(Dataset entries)
PR #1686, opened 2026-08-29
fix: validate interval mining and always restart its timer

Wodann:
Follow-up to #1486, and stacked on it.

#1486 moved JSON-RPC request handling onto a dedicated provider thread. In review, @anaPerezGhiglia found two pre-existing interval-mining validation holes that the new design escalates from "degraded" to "provider unusable", because the thread that mines is now the thread that serves requests. She asked for them as a separate PR, which is this one.

## The defects

**A `[0, 0]` range starved the provider.** `generate_interval()` returned 0, `crossbeam_channel::after(Duration::ZERO)` is delivered instantly, and the event loop's interval arm is checked before its request arm — so requests were never serviced and their JS promises never settled while the loop hot-mined. Before #1486 the same configuration busy-mined but requests still progressed, because the data mutex was fair.

**A `min > max` range panicked the provider.** `rand::random_range` panics on an empty range. The JSON-RPC path rejected it, but the provider-construction path did not, and Hardhat forwards such a configuration without complaint. Before #1486 that panic killed a detached task; now it kills the thread that owns `ProviderData`.

**`evm_setIntervalMining` stopped restarting the timer for an unchanged value.** Not raised in review. #1486 re-armed only when the new configuration differed, so a client polling `evm_setIntervalMining(5000)` every 4s mined every 5s where it previously never mined. Equality was also the wrong question to ask: a range draws a new interval before each block, so setting `[1000, 5000]` twice kept the first draw instead of re-drawing.

## The fix

An interval range is now a type with private, ordered, non-zero bounds, and `generate_interval` returns `NonZeroU64`. A zero-length timer and an empty range are unrepresentable rather than merely unreached. `#[serde(try_from = ..)]` routes deserialization through an unchecked shim, which closes a third entry point that is easy to miss: a recorded scenario file carries a serialized `MiningConfig` that the scenario runner deserializes straight into a live configuration.

The wire format is unchanged — a newtype variant wrapping a struct with `min`/`max` serializes identically to the struct variant it replaces — so existing recorded scenarios keep loading. A test pins both directions.

Reconfiguration is now signalled by a take-once flag on `ProviderData` rather than inferred from value equality. That is the actual predicate, and it handles rejection correctly for free: the conversion error propagates before the setter is reached, so an invalid value never restarts the timer.

## No scheduling change

The review also asked whether a valid-but-small interval throttles request handling. It does not, once zero is impossible. `crossbeam_channel::after` computes its deadline at the call site, which is *after* mining completes, so the next deadline is always a full interval away and every cycle leaves a window in which the timer is not ready. Requests get roughly `interval / (interval + mining time)` of the loop. Only a zero interval breaks that, which is what this PR makes unrepresentable.

## Breaking change

`[0, 0]` and `[0, N]` interval ranges are no longer accepted. Neither worked as configured before, but a configuration that is forwarded today will now fail when the provider is created.

## Validation

- `cargo test -p edr_provider --features test-utils`: 302 tests pass, including 17 new unit tests covering every accepted and rejected input, the wire format in both directions, and that deserialization is closed.
- `evm_set_interval_mining_restarts_on_an_unchanged_interval` mines 3 blocks instead of 0 against the previous logic, and its positive control fails if nothing re-arms at all.
- `evm_set_interval_mining_rejects_an_invalid_range` asserts the provider is still usable after a rejection — the regression test for the panic.
- Scenario replay is unchanged: 5079 success / 193 failure on `safe-contracts`, the same as before.

## Reviewer

Question: Given that this is a bug fix, does this qualify as a "BREAKING CHANGE"?

### DIFF
--- a/crates/edr_provider/src/config.rs
+++ b/crates/edr_provider/src/config.rs
@@ -153,9 +153,8 @@ impl From<IntervalRangeConfig> for IntervalConfig {
 
 /// An inclusive range of interval-mining intervals, in milliseconds.
 ///
-/// Non-empty and free of zeroes by construction, so
-/// [`IntervalRangeConfig::generate_interval`] can neither panic nor return
-/// zero. Deserialization upholds the same invariant.
+/// Non-empty and free of zeroes by construction, including through
+/// deserialization.
 #[derive(Clone, Debug, Deserialize, Serialize)]
 #[serde(try_from = "UncheckedIntervalRange")]
 pub struct IntervalRangeConfig {
@@ -190,6 +189,8 @@ impl IntervalRangeConfig {
 
     /// Draws an interval uniformly from the range, in milliseconds. Both
     /// bounds are inclusive.
+    ///
+    /// Never returns zero and never panics.
     pub fn generate_interval(&self) -> NonZeroU64 {
         // `min <= max` is an invariant of the type, so the subtraction cannot
         // underflow and `0..=span` is never empty.
--- a/crates/edr_provider/src/config.rs
+++ b/crates/edr_provider/src/config.rs
@@ -115,49 +115,145 @@ pub struct LocalConfig {
 }
 
 /// Configuration for interval mining.
+///
+/// Every representable value yields a non-zero interval.
 #[derive(Clone, Debug, Deserialize, Eq, PartialEq, Serialize)]
-#[serde(rename_all_fields = "camelCase")]
 pub enum IntervalConfig {
+    /// Mine a block every `n` milliseconds.
     Fixed(NonZeroU64),
-    Range { min: u64, max: u64 },
+    /// Mine a block every `n` milliseconds, where `n` is drawn from the range
+    /// anew before each block.
+    Range(IntervalRangeConfig),
 }
 
 impl IntervalConfig {
-    /// Generates a (random) interval based on the configuration.
-    pub fn generate_interval(&self) -> u64 {
+    /// Generates a (random) interval in milliseconds, based on the
+    /// configuration.
+    pub fn generate_interval(&self) -> NonZeroU64 {
         match self {
-            IntervalConfig::Fixed(interval) => interval.get(),
-            IntervalConfig::Range { min, max } => rand::rng().random_range(*min..=*max),
+            IntervalConfig::Fixed(interval) => *interval,
+            IntervalConfig::Range(range) => range.generate_interval(),
         }
     }
 }
 
-/// An error that occurs when trying to convert [`IntervalConfigRequest`] to an
-/// `Option<IntervalConfig>`.
+impl From<NonZeroU64> for IntervalConfig {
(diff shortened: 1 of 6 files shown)


crates/edr_provider/src/config.rs
```diff
@@ -115,49 +115,145 @@ pub struct LocalConfig {
 }
 
 /// Configuration for interval mining.
-#[derive(Clone, Debug, Deserialize, Eq, PartialEq, Serialize)]
-#[serde(rename_all_fields = "camelCase")]
+///
+/// Every representable value yields a non-zero interval.
+#[derive(Clone, Debug, Deserialize, Serialize)]
```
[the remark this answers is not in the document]
Wodann: No API stability guaranteed in Rust

crates/edr_provider/src/config.rs
```diff
@@ -115,49 +115,145 @@ pub struct LocalConfig {
...
-    Range { min: u64, max: u64 },
+    /// Mine a block every `n` milliseconds, where `n` is drawn from the range
+    /// anew before each block.
+    Range(IntervalRangeConfig),
 }
 
 impl IntervalConfig {
-    /// Generates a (random) interval based on the configuration.
-    pub fn generate_interval(&self) -> u64 {
+    /// Generates a (random) interval in milliseconds, based on the
```
anaPerezGhiglia: nitpick: let's update the doc since we are at it. On fixed config or interval with equal bounds the interval is not random

crates/edr_provider/src/config.rs
```diff
@@ -115,49 +115,145 @@ pub struct LocalConfig {
...
+impl From<IntervalRangeConfig> for IntervalConfig {
+    fn from(value: IntervalRangeConfig) -> Self {
+        Self::Range(value)
+    }
+}
+
+/// An inclusive range of interval-mining intervals, in milliseconds.
+///
+/// Non-empty and free of zeroes by construction, so
+/// [`IntervalRangeConfig::generate_interval`] can neither panic nor return
```
anaPerezGhiglia: Let's avoid mentioning the caller in the struct documentation. If we want to document this, then it should be in the caller's site, not here

anaPerezGhiglia (approved):
Thanks for fixing this!

crates/edr_provider/src/config.rs
Wodann: Addressed by https://github.com/NomicFoundation/edr/pull/1686/changes/16613d07bf54fb2e0d91b8ff6290acbc02676800

crates/edr_provider/src/config.rs
Wodann: Addressed by https://github.com/NomicFoundation/edr/pull/1686/changes/4aace64380ab69c0cd698f2fe9c64b7d74c100d6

TASK ITEM:
Each line in the data that holds the string "Wodann" needs to be copied.

SOLUTION FOR THIS PROBLEM:
Wodann:
Wodann: No API stability guaranteed in Rust
Wodann: Addressed by https://github.com/NomicFoundation/edr/pull/1686/changes/16613d07bf54fb2e0d91b8ff6290acbc02676800
Wodann: Addressed by https://github.com/NomicFoundation/edr/pull/1686/changes/4aace64380ab69c0cd698f2fe9c64b7d74c100d6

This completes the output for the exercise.